_PROBLEM_
Would you repeat each of the lines below exactly?

_DATA SUPPLIED_
PR #618, opened 2016-09-08
Fix recursive serialization issue that Eric found

clbond:
This issue will not affect any users. But it will produce a nasty exception in the console if you try debugging Augury itself (which I am assuming very few people will)

### DIFF
--- a/src/frontend/frontend.ts
+++ b/src/frontend/frontend.ts
@@ -176,7 +176,7 @@ class App {
         break;
       case MessageType.TreeDiff:
         if (this.tree == null) {
-          this.connection.send(MessageFactory.initialize(this.options)); // request tree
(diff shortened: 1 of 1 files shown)


ericjim:
Very nice

ericjim:
So in other words, it's not the router tree causing the issue, it was the dev tools, debugging the router tree which raised the exception.

clbond:
No, it was caused by this flow:

* Open an Angular 2 application with Augury closed
* Do some stuff in the application that causes it to rerender itself a couple times
* Open Augury

But there is no way this exception could affect use of the application in any way, because the frontend will request a tree on ngOnInit regardless and the offending message -- getting a diff for a tree that doesn't exist, because Augury wasn't open -- will essentially be discarded.

sumitarora:
:shipit: 🚀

_EXERCISE RESPONSE_
PR #618, opened 2016-09-08
Fix recursive serialization issue that Eric found

clbond:
This issue will not affect any users. But it will produce a nasty exception in the console if you try debugging Augury itself (which I am assuming very few people will)

### DIFF
--- a/src/frontend/frontend.ts
+++ b/src/frontend/frontend.ts
@@ -176,7 +176,7 @@ class App {
         break;
       case MessageType.TreeDiff:
         if (this.tree == null) {
-          this.connection.send(MessageFactory.initialize(this.options)); // request tree
(diff shortened: 1 of 1 files shown)


ericjim:
Very nice

ericjim:
So in other words, it's not the router tree causing the issue, it was the dev tools, debugging the router tree which raised the exception.

clbond:
No, it was caused by this flow:

* Open an Angular 2 application with Augury closed
* Do some stuff in the application that causes it to rerender itself a couple times
* Open Augury

But there is no way this exception could affect use of the application in any way, because the frontend will request a tree on ngOnInit regardless and the offending message -- getting a diff for a tree that doesn't exist, because Augury wasn't open -- will essentially be discarded.

sumitarora:
:shipit: 🚀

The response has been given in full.